Fran addressed the difficult reality behind development risk:

Whether an asset advances depends on far more than scientific novelty.

Innovative biology does not automatically translate into a clinically or commercially viable program. The assets that succeed are those prepared to withstand the clinical, regulatory, and competitive pressures that ultimately determine their value.

The most expensive and irreversible decisions often occur when evidence is least complete. Executives must prioritize programs. Business development teams must shape partnering strategies. Investors need confidence before committing capital. Yet due diligence is expected to be rapid and evidence-driven while relying on imperfect information.

This tension is where Model-Informed Drug Development (MIDD) is becoming influential, particularly as regulatory acceptance grows, and frameworks such as ICH M15 formalize the role of modeling in decision-making.

Amy described MIDD as a way to transform existing evidence into actionable insight:

Rather than relying on intuition, teams can test assumptions early, estimating dose confidence, subgroup response, exposure-response relationships, therapeutic window, and competitive positioning before committing to the next clinical step.

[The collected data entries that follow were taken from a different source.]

PR #4895, opened 2020-08-12
Support multi-line disable descriptions

### LINKED ISSUE #4886: Add support for multi-line single-line disable descriptions
> Clearly describe the bug

With CSS-style multiline comments, it's possible to write disable descriptions (#4848) that span multiple lines:

```css
/* stylelint-disable declaration-no-important --
 * some long-winded description */
```

Unfortunately, this doesn't work with Sass-style single-line comments (when parsed as the SCSS syntax of course):

```scss
// stylelint-disable declaration-no-important --
// some long-winded description
```

N/A

```css
a {
  // stylelint-disable color-no-invalid-hex --
  // foo
  color: #FF;
}
```

```json
{
	"rules": {
		"color-no-invalid-hex": true
	}
}
```

Tested with 30bacfc2b6559b8428d44c01e612e343021e6be7

CLI with `stylelint test.css --config scripts/visual-config.json`

Yes, it's related to SCSS comments.

I expected the description to be ignored and the lint to be disabled.

The lint was not disabled and still produced a warning

```shell
test.scss
 4:10  ✖  Unexpected invalid hex color "#FF"   color-no-invalid-hex
```

jathak:

Fixes #4886. 

This works around postcss/postcss-scss#109 by combining adjacent `//` comments into a single node before passing it to `checkComment`.

### DIFF
--- a/lib/__tests__/disableRanges.test.js
+++ b/lib/__tests__/disableRanges.test.js
@@ -749,9 +749,9 @@ it('SCSS // line-disabling comment (with description)', () => {
 
 it('SCSS // disable next-line comment (with multi-line description)', () => {
 	const scssSource = `a {
-		// stylelint-disable-next-line declaration-no-important
-		// --
-		// Long-winded description
+    // stylelint-disable-next-line declaration-no-important
+    // --
+    // Long-winded description
     color: pink !important;
   }`;
 
@@ -798,9 +798,9 @@ it('Less // line-disabling comment (with description)', () => {
 
 it('Less // disable next-line comment (with multi-line description)', () => {
 	const lessSource = `a {
-		// stylelint-disable-next-line declaration-no-important
-		// --
-		// Long-winded description
+    // stylelint-disable-next-line declaration-no-important
+    // --
+    // Long-winded description
     color: pink !important;
   }`;
 
--- a/lib/__tests__/disableRanges.test.js
+++ b/lib/__tests__/disableRanges.test.js
@@ -747,6 +747,32 @@ it('SCSS // line-disabling comment (with description)', () => {
 		});
 });
 
+it('SCSS // disable next-line comment (with multi-line description)', () => {
+	const scssSource = `a {
+		// stylelint-disable-next-line declaration-no-important
+		// --
+		// Long-winded description
+    color: pink !important;
+  }`;
+
+	return postcss()
+		.use(assignDisabledRanges)
+		.process(scssSource, { syntax: scss, from: undefined })
+		.then((result) => {
+			expect(result.stylelint.disabledRanges).toEqual({
+				all: [],
+				'declaration-no-important': [
+					{
+						start: 5,
+						end: 5,
+						strictStart: true,
+						strictEnd: true,
+					},
+				],
+			});
+		});
+});
+
 it('Less // line-disabling comment (with description)', () => {
 	const lessSource = `a {
     color: pink !important; // stylelint-disable-line declaration-no-important -- Description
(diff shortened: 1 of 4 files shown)


lib/assignDisabledRanges.js
```diff
@@ -53,7 +53,41 @@ module.exports = function (root, result) {
...
+
+	// Work around postcss/postcss-scss#109 by merging adjacent `//` comments
+	// into a single node before passing to `checkComment`.
+
+	/** @type {PostcssComment?} */
+	let inlineEnd;
+
+	root.walkComments((/** @type {PostcssComment} */ comment) => {
+		if (inlineEnd) {
+			// Ignore comments that were already processed by grouping with
```
nex3, line 65: Unfinished sentence?

lib/assignDisabledRanges.js
```diff
@@ -53,7 +53,41 @@ module.exports = function (root, result) {
...
+			if (inlineEnd === comment) inlineEnd = null;
+		} else if (comment.inline || comment.raws.inline) {
```
nex3, line 67: Add a comment explaining why both of these need to be checked. Maybe factor this out into an `isInlineComment()` function?

lib/__tests__/disableRanges.test.js
```diff
@@ -747,6 +747,32 @@ it('SCSS // line-disabling comment (with description)', () => {
 		});
 });
 
+it('SCSS // disable next-line comment (with multi-line description)', () => {
+	const scssSource = `a {
+		// stylelint-disable-next-line declaration-no-important
+		// --
+		// Long-winded description
+    color: pink !important;
```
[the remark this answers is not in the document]
jathak: Fixed

lib/assignDisabledRanges.js
```diff
@@ -53,7 +53,41 @@ module.exports = function (root, result) {
...
 	result.stylelint.disabledRanges = disabledRanges;
-	root.walkComments(checkComment);
+
+	// Work around postcss/postcss-scss#109 by merging adjacent `//` comments
+	// into a single node before passing to `checkComment`.
+
+	/** @type {PostcssComment?} */
+	let inlineEnd;
+
+	root.walkComments((/** @type {PostcssComment} */ comment) => {
```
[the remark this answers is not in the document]
jathak: This annotation is necessary since the inferred type is the unmodified `Comment` type from PostCSS, and we want to use the modified type that includes the `inline` properties.

lib/assignDisabledRanges.js
jathak: Fixed

lib/assignDisabledRanges.js
jathak: Done

lib/assignDisabledRanges.js
```diff
@@ -53,10 +53,53 @@ module.exports = function (root, result) {
...
+				if (fullComment.source && current.source) {
+					fullComment.source.end = current.source.end;
+				}
+
+				inlineEnd = current;
+				next = current.next();
+			}
+			checkComment(fullComment);
+		} else {
+			checkComment(comment);
```
vankop, line 88: what do you think about adding second argument `checkComment(comment: Comment, text: string| string[])` this prevents of extra allocations using 
```js
fullComment.text += `\n${current.text}`
```
in checkComment check first one `COMMAND_PREFIX` found

jathak: Would putting all the texts into an array and then joining them and assigning the result to `fullComment.text` before calling `checkComment` work? Passing it separately could be confusing, since the text in the parameter and the text of the comment wouldn't always match (and it would require adding that text parameter to all the `process*Command` functions).

nex3: `+=` is pretty highly-optimized in V8... per [this benchmark page](https://web.archive.org/web/20181117202141/https://jsperf.com/join-concat/2), it seems to actually be faster than `.join()`.

vankop: lets keep `+=`, as I understand it affects only inline comments..

jathak:
Am I okay to merge this or should a core team member do so?

vankop:
@jathak yep, hope we will not forget to update changelog..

Virtual patient simulations, digital twins in drug development, and AI-enabled approaches now allow organizations to explore likely human outcomes before years of trials unfold.

A clear theme emerged: MIDD has evolved from a technical tool into a strategic lever that directly informs how confidently an asset can be evaluated.

When teams can anticipate performance across multiple scenarios, they can:

• avoid preventable failures
• support valuation with quantitative evidence
• shape clinical strategy before enrollment
• strengthen partnering and licensing discussions

For investors, this offers clarity beyond traditional data packages. For developers, it enables a more credible and defensible asset narrative. Whether in oncology, rare disease, or early translational programs, quantitative confidence is becoming a differentiator in how assets are viewed.

Everyone in drug development is working toward the same goal: advancing therapies to patients who need them. Yet without the right evidence early, organizations are too often forced to make high-consequence decisions based on hope rather than probability.

MIDD does not eliminate risk, but it provides a clearer lens for evaluating it. And that clarity is increasingly central to informed, credible drug asset valuation.